I distrust especially any woman that has a family at home but regularly goes out with her friends. Unless it is related to work or ministry, vast swathes of time spent on friends when you've got a family at home is misused time.


----------



## nickipicki123 (Sep 28, 2018)

Pergamum said:


> When you get a wife and some kids, those are now your friends.
> 
> I distrust especially any woman that has a family at home but regularly goes out with her friends. Unless it is related to work or ministry, vast swathes of time spent on friends when you've got a family at home is misused time.


So you can't have friends until you get married?
Seems a bit off

This post wasn't asking about what to do once you have a family. Sometimes being a single Christian can be very lonely, and I was asking what to do for people in that position. Someone who's married is in a different phase of life.

Now, you could just say, "Get married, then you won't be lonely." But not everyone has marriage options. 

Sent from my SM-G930V using Tapatalk


----------



## Smeagol (Sep 28, 2018)

Pergamum said:


> When you get a wife and some kids, those are now your friends.
> 
> I distrust especially any woman that has a family at home but regularly goes out with her friends. Unless it is related to work or ministry, vast swathes of time spent on friends when you've got a family at home is misused time.


Perg,

I disagree brother. My wife is a great women (quite trustworthy) and works very hard with teaching (private Christian School 5th graders), house work, serving our Church, and taking care of our 2 daughters. Of course we both work hard, but my point:

Bottom line she needs a break every now and then, which I am happy to provide, so she can go hang out with some of her other "mom" friends or have herself some "me" time. I would hope you of all would understand that sometimes work & ministry can leave you feeling "burned-out" and in need of some R&R. True a wife could abuse this, but so could I. There is NO immediate reason to distrust a mother, just because you see her out in public recreational shopping with a friend.

Maybe I am misreading reading you. If so, you may need to clarify your statement. Otherwise your statement seems like a "ready, fire, aim".


@OP...maybe check out your local Bingo Night!....haha
But more seriously..through the Church and through hobbies.

Reactions: Like 1


----------



## JimmyH (Sep 28, 2018)

I got divorced, after 12 years of marriage, in 1984. I came close to tying the knot again, but didn't after all. Being very involved in my congregation is my way of making new friends. I do have some friends, a few, outside of those I go to church with, but only a few who I've known for decades. Also in my 55 & older condo community. I've made friends with neighbors. At 70, and with a fixed income, I don't get out and engage in secular groups for exercise, social events, but if you do, there would be another opportunity to make new friends.


----------



## earl40 (Sep 28, 2018)

JimmyH said:


> I got divorced, after 12 years of marriage, in 1984. I came close to tying the knot again, but didn't after all. Being very involved in my congregation is my way of making new friends. I do have some friends, a few, outside of those I go to church with, but only a few who I've known for decades. Also in my 55 & older condo community. I've made friends with neighbors. At 70, and with a fixed income, I don't get out and engage in secular groups for exercise, social events, but if you do, there would be another opportunity to make new friends.

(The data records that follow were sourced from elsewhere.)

PR #2447, opened 2019-07-02
Changing qos class of virt-api and virt-controller to Guaranteed

ahadas:
Set the memory and CPU requests+limits of virt-api and virt-controller in a way that ensures those pods are set with the guaranteed QoS.
By default memory is set to 512M and CPU is set to 500m, but that can be overridden using KubeVirt CR.

**Special notes for your reviewer:**
Test(s) for the configuration part is missing, will be added separately.

**Release note**:

```release-note
The virt-api and virt-contoller pods are set with the guaranteed quality of service. By default they are set with 512M of memory and 500m of CPU. This can be overridden via KubeVirt CR.
```


slintes:
Code looks good to me :+1: 
How did come up with the default values? I do not doubt that they make sense, just curious :slightly_smiling_face: 

/lgtm

slintes:
Mh, wait. I am unsure if a change of cpu/memory values on the KubeVirt CR will actually trigger a redeployment. Can you add a functional test for that?

/lgtm cancel

slintes:
I expect that the problem will be, that the installStrategy uses the imageRegistry and imageTag as "key". Since that won't change, it will not create a new one.

ahadas:
@slintes as for the default values - I saw k8s requests 250m for both pods so I assume that 500m will be enough. And I doubt they will need more than 512M of memory - nothing more than feeling.
As for re-deploymeny, I didn't check thus. Will setting those as keys be something easy that I can add separately?

slintes:
> Will it be something easy that I can add separately or will it require changing the modeling significantly?

good question, not sure yet. Actually I think I'm running into the same problem on a PR I'm working on. We need to make sure that we create a new installStrategy when something relevant for deployments changes.

ahadas:
> > Will it be something easy that I can add separately or will it require changing the modeling significantly?
> 
> good question, not sure yet. Actually I think I'm running into the same problem on a PR I'm working on. We need to make sure that we create a new installStrategy when something relevant for deployments changes.

Ack.
The configuration part as a whole is of lower priority in this  PR so I can either drop the third commit or we can merge it as is and adapt it later on to enable the redeployment when it changes, if that part would block this

slintes:
I would be fine with keeping it as is and adapt later, but don't want to decide that alone.
@rmohr wdyt?

rmohr:
Didn't we agree that some scale testing should be done? I think that @ipinto already ran tests with more than 2500 VMIs. The VMIs don't need to be schedulable and will still show some usage.

slintes:
regarding the issue with redeployments:  I'm working on sth in the context of #2483, which will take the complete spec of the KubeVirt CR (beside other things like important env vars) into account for finding and potentially recreating the correct installStrategy. No need to do it here, or remove the config from this PR

ahadas:
> Didn't we agree that some scale testing should be done? I think that @ipinto already ran tests with more than 2500 VMIs. The VMIs don't need to be schedulable and will still show some usage.

You probably meant @ILpinto , right?

@ILpinto, I looked at the results you've shared with me on the scaling tests (thanks!):
1. I see that you wait 2s between each call to `virtctl start`
2. The graphs I see reflect the Node Utilization

In this context, we look for reasonable defaults for memory & CPU consumption (requests and limits) for virt-api and virt-controller.
The trade-off: setting low values may result in those pods being killed (due to memory limit) or starve (due to CPU limit). Setting high values may prevent those pods from being scheduled or for too much resources being reserved at the expense of other workloads.

So in order to assess this consumption, we are interested in the extreme cases of memory and CPU consumption by those pods. For example, it may be that opening a console leads to high CPU consumption by virt-api and then we'll want to open as many consoles as we theoretically can.

Specifically, for virt-api:
1. We need to find out what takes the highest CPU consumption - either it be to start a VMI/opening a console/delete VMIs/etc. Then, we need to trigger these actions considering the max number of VMIs and pods that can execute on a node.
2. Same for memory.
3. We need to see whether/how much it is affected by the number of VMIs running in the cluster in terms of memory and CPU consumption. (for example, it may that during eviction, we trigger migration commands that go through the API in addition to requests that come "from the outside world").

For virt-controller:
1. It is involved in starting VMIs so we need to find the memory and CPU consumption of it during this operation.
2. We need to understand whether/how much it is affected by the number of VMIs running in the cluster in terms of memory and CPU consumption.

In particular, we need to have graphs that reflect the consumption over time at a stable-reasonable state and when the load incrementally increase until we reach such peaks.

With that, we could analyze the results and determine the defaults. For instance, if we'll see that virt-api consumes 64M of memory that can go up to 256M for load X that is likely to be used by 80% of the clients and can reach 2G for the other extreme cases, we may set it to 256M - assuming that clients that reach those peaks can adjust their configuration. In other example, we may see that virt-api consumes up to 512M at peeks and we consider 512M a reasonable portion of memory to reserve so we'll use it as default even if in a regular load it reaches up to 64M.

So I guess we need the following information:
1. Graphs that show the memory and CPU consumption of those pods over time, specifically, at reasonable load and at extreme (supported) loads. You may need to consult with @rmohr  regarding what is likely to significantly affect the memory and CPU consumption of these pods and how it is affected by VMIs that are running in the cluster.

2. Whether you want to test it with the current, unlimited, settings of these pods or with the new settings. With the new settings it may be easier to detect reaching the limits (e.g., the pods may be killed when exceeding the memory limit or operations may get stuck when those pods don't get enough CPU time).

3. Whether you think it worth your time :)  You may just say "ok guys, please merge this beautiful PR - I'll test it with reasonable loads and see how it goes, worst case - we'll change the defaults later " (the defaults are configurable). ".. I think this is not the right approach to set limits on these nodes - you should try to make sure they run on master nodes with CPU requests as the corresponding pods in k8s and address the problem of preventing those pods from being evicted differently, not by setting limits to these pods. But as a temporary workaround it is fine - just make it configurable".

rmohr:
@ahadas is this still on your list? Would be important to switch to the right qos class.

PR #2450, opened 2019-07-03
Fix loopback not found error on kind clusters

### LINKED ISSUE #2449: Unable to run disks-images-provider with docker in docker scenario

/kind bug

**What happened**:
In order to make sriov-ci work, we are running a [kind](https://github.com/kubernetes-sigs/kind) cluster inside a pod spawn by Prow.

The final picture is:
- a container with docker in docker enabled
- a running container that resembles the cluster's node
- pods inside this "node"

In this particular scenario, the `disks-image-provider` pod fails to start with the following error:
```
root@7dbdc157d542:/workspace# kubectl logs -n kubevirt disks-images-provider-zcpbw
converting cirros image from qcow2 to raw, and copying it to local-storage directory, and creating a loopback device from it
losetup: /local-storage/cirros.img.raw: failed to set up loop device: No such file or directory
```

The `disks-image-provider` pod to run.

from a kubevirt checkout:

git clone https://github.com/fedepaol/diskimageprovidertest.git && ./diskimageprovidertest/run.sh

This will run a container using the same image and the same options used on prow, run a kind cluster and install kubevirt on it.

Wait until it checks for the pods to be ready:

```
+ echo 'Waiting for all containers to become ready ...'
+ kubectl get pods --all-namespaces '-ocustom-columns=status:status.containerStatuses[*].ready,metadata:metadata.name' --no-headers
true      cdi-apiserver-566f6bc5bc-p8czh
true      cdi-deployment-bc58c8f79-9zhpf
true      cdi-operator-8f98cf6f6-j967r
true      cdi-uploadproxy-79d7b47d9-gwwdd
true      coredns-86c58d9df4-87n87
true      coredns-86c58d9df4-knw86
true      etcd-sriov-ci-control-plane
true      kube-apiserver-sriov-ci-control-plane
true      kube-controller-manager-sriov-ci-control-plane
true      kube-flannel-ds-amd64-nmhvf
true      kube-multus-ds-amd64-ffllp
true      kube-proxy-t66x2
true      kube-scheduler-sriov-ci-control-plane
true      cdi-http-import-server-6b89dcf5c7-28nxb
false     disks-images-provider-l4brl
true      virt-api-b9d84f757-wflk5
true      virt-api-b9d84f757-xsgqs
true      virt-controller-7bc896dd9f-btfkk
true      virt-controller-7bc896dd9f-ctnm5
true      virt-handler-bjq5k
true      virt-operator-886d5bb7d-762pp
true      virt-operator-886d5bb7d-tjp9n
+ sleep 10
```

The final effect is that the disks-images-provider pod will crash:

```
docker exec imageprovidertest bash -c "KUBECONFIG=/root/.kube/kind-config-sriov-ci kubectl get pods --all-namespaces | grep disks-images-provider"
kubevirt      disks-images-provider-l4brl                      0/1     CrashLoopBackOff   4          4m30s
```

Also note that randomly I saw it work, but more often than not it fails.

The error is happening in the entrypoint of the container: https://github.com/kubevirt/kubevirt/blob/master/images/disks-images-provider/entrypoint.sh#L30

fedepaol:
When running a tests on a kind cluster, the `disk-images-provider` pod crashes on start with the following error:
```
losetup: /local-storage/cirros.img.raw: failed to set up loop device: No such file or directory
```
See #2449 for details on how to reproduce it. 

This PR creates a brand new loopback device, attempts to detach it and mounts the image on it instead of relying on the fact that we are going to find an available one.

Fixes #2449

**Release note**:

```release-note
NONE
```

### DIFF
--- a/images/disks-images-provider/entrypoint.sh
+++ b/images/disks-images-provider/entrypoint.sh
@@ -27,9 +27,13 @@ mkdir -p /images/datavolume1 /images/datavolume2 /images/datavolume3
 echo "converting cirros image from qcow2 to raw, and copying it to local-storage directory, and creating a loopback device from it"
 # /local-storage will be mapped to the host dir, which will also be used by the local storage provider
 qemu-img convert -f qcow2 -O raw /images/cirros/disk.img /local-storage/cirros.img.raw
-LOOP_DEVICE=$(losetup --find --show /local-storage/cirros.img.raw)
+
+mknod /dev/loop99 b 7 0
+# attempt a detach since with docker in docker scenarios the created loopback device is already busy
+losetup -d /dev/loop99 || true 
+losetup /dev/loop99 /local-storage/cirros.img.raw
 rm -f /local-storage/cirros-block-device
-ln -s $LOOP_DEVICE /local-storage/cirros-block-device
+ln -s dev/loop99 /local-storage/cirros-block-device
 
 echo "converting fedora image from qcow2 to raw"
 qemu-img convert -f qcow2 -O raw /images/fedora-cloud/disk.qcow2 /images/fedora-cloud/disk.img
--- a/images/disks-images-provider/entrypoint.sh
+++ b/images/disks-images-provider/entrypoint.sh
@@ -30,7 +30,7 @@ qemu-img convert -f qcow2 -O raw /images/cirros/disk.img /local-storage/cirros.i
 
 mknod /dev/loop99 b 7 0
 # attempt a detach since with docker in docker scenarios the created loopback device is already busy
-losetup -d /dev/loop99 || true 
+losetup -d /dev/loop99 || true
 losetup /dev/loop99 /local-storage/cirros.img.raw
 rm -f /local-storage/cirros-block-device
 ln -s dev/loop99 /local-storage/cirros-block-device


fedepaol:
cc @slintes @cynepco3hahue

fedepaol:
Just to add that I know this is probably the best way to solve the issue, but it's what made me go on with the setup, so if there are any alternative approaches suggested, are more than welcome.

images/disks-images-provider/entrypoint.sh
```diff
@@ -27,9 +27,13 @@ mkdir -p /images/datavolume1 /images/datavolume2 /images/datavolume3
 echo "converting cirros image from qcow2 to raw, and copying it to local-storage directory, and creating a loopback device from it"
 # /local-storage will be mapped to the host dir, which will also be used by the local storage provider
 qemu-img convert -f qcow2 -O raw /images/cirros/disk.img /local-storage/cirros.img.raw
-LOOP_DEVICE=$(losetup --find --show /local-storage/cirros.img.raw)
+
+mknod /dev/loop99 b 7 0
```
rmohr: Would `mknod` fail if the container restarts?

rmohr: Ah that is probably not an issue, since that would mean that the container is set up again and `/dev/loop99` does not exist then.

fedepaol: To be honest I did not think about that possibility but yes, it should not. I also made a quick try that confirms that. If I stop & restart a container `/dev/loop99` is gone

fedepaol:
@rmohr sure, thanks for the quick review!

fedepaol:
/hold

since speaking with @SchSeba we are not sure /dev is shared with host for priviledged pods / containers. Let me check if mknod could actually fail and will get back here (soon).

rmohr:
> since speaking with @SchSeba we are not sure /dev is shared with host for priviledged pods / containers. Let me check if mknod could actually fail and will get back here (soon).

If you don't mount /dev explicitly into the container it is separate, even if you are privileged.

fedepaol:
/hold cancel
Verified on a local priviledged container, it won't be there after restarting it.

So Jim are you friends with your next door neighbor President Trump?

Reactions: Funny 1


----------



## JimmyH (Sep 28, 2018)

earl40 said:


> So Jim are you friends with your next door neighbor President Trump?


Did you see his press conference last week ? I think he is going to make America great again ! I've never met, nor spoken with him, but I intend to vote for him, Lord willing, in the next presidential election and fervently pray that he is victorious.


----------



## Pergamum (Sep 28, 2018)

Grant Jones said:


> Perg,
> 
> I disagree brother. My wife is a great women (quite trustworthy) and works very hard with teaching (private Christian School 5th graders), house work, serving our Church, and taking care of our 2 daughters. Of course we both work hard, but my point:
> 
> ...



After marriage your family and not your friends are your main focus, especially for wives. After you marry you lose track of friends because you are supposed to. They are no longer your main focus. 

For a married guy, maybe a theology night once a week might be possible. For the wives, maybe a lunch once a week might be possible. But my point is that after marriage, all your efforts are towards keeping the household going. Social needs outside the home get minimized. That is why single people have a hard time with making friends with married families in church. There is simply too little time to add a new friend. 

I've made friends working out with my son when he was allowed into the circle, like for jui-jitsu. But "just hanging out with friends" is not something that healthy married folks do all the time. All things must serve a greater purpose and further the state of the home.


----------



## Jack K (Sep 28, 2018)

Pergamum said:


> But "just hanging out with friends" is not something that healthy married folks do all the time. All things must serve a greater purpose and further the state of the home.



I accept your point that the focus of relationships changes with marriage. But I'm not sure that for everyone, in all ways, it is an either/or situation. My wife's friendships give her Christian encouragement and respite that are healthy for her, ultimately furthering the state of the home.

Reactions: Like 4


----------



## Pergamum (Sep 28, 2018)

Jack K said:


> I accept your point that the focus of relationships changes with marriage. But I'm not sure that for everyone, in all ways, it is an either/or situation. My wife's friendships give her Christian encouragement and respite that are healthy for her, ultimately furthering the state of the home.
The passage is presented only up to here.